Sunday, July 07, 2013
Can We Trust the RCMP to Investigate Duffy-Wright-Harper?
RCMP Commissioner Bob Paulson sent a curious e-mail to his senior officers in March of this year.
In an email dated March 22 from Paulson to more than 50 chief superintendents, assistant commissioners and deputy commissioners, the commissioner said that meetings or lunches with parliamentarians "can have unintended and/or negative consequences for the organization and the government. Therefore, should you or your staff receive such requests, I am directing that you advise my office and the chief strategic policy and planning officer."
A second email shows the effect of the new policy. It cancels a planned lunch between a senior Mountie and a parliamentarian because of "direction from Commissioner Paulson's office" that such meetings "have to first be approved by the minister's office. This email is to cancel the luncheon."
Hmm, what was going on in March? Oh yes, the RCMP opened its investigation into the Cavendish Cottager, Senator Mike Duffy. That's the sort of thing that might have "unintended and/or negative consequences for the organization and the government."
When the CBC revealed the e-mails, NDP MP Randall Garrison was pretty outspoken. "It's not appropriate for the government to reach into the police operation. It's a very, very fundamental part of what we must be assured exists so that the police aren't doing the work of the government, they're doing the work of the public."
And it's certainly not appropriate for the government to throw a blanket of silence over the RCMP just when the RCMP is opening its biggest political investigation since the Mulroney era and one that goes straight inside the PMO and quite possibly even higher.
It is certainly helpful to keep the Toews/Paulson gag order in mind when digesting the contents of the sworn Information of RCMP Corporal Greg Horton.

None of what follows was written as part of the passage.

PR #5521, opened 2026-02-23
Remove redundant `conftest.py` to fix compatibility with pytest 9

thunze:
`pytest_ignore_collect` takes only `collection_path` starting with pytest 9. Most of the paths referenced in `plotly/conftest.py` don't exist anymore and wouldn't be collected anyway, so we can just remove the file (I think?).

In his Information, Horton relates a letter received from Nigel Wright's counsel stating that four senior officials of the Prime Minister's Office - the Chief of Staff, the Assistant Chief of Staff, the Director of Issue Management and the Chief Counsel who was also Harper's personal legal adviser, were all aware of the Wright-Duffy deal.
But here's the thing. Horton then seems to accept their implausible assertion that Harper knew nothing of it. He gives no basis for that except the assertions of people who were either principals in or privy to the commission of an apparent and serious crime. It's as though the fix was in.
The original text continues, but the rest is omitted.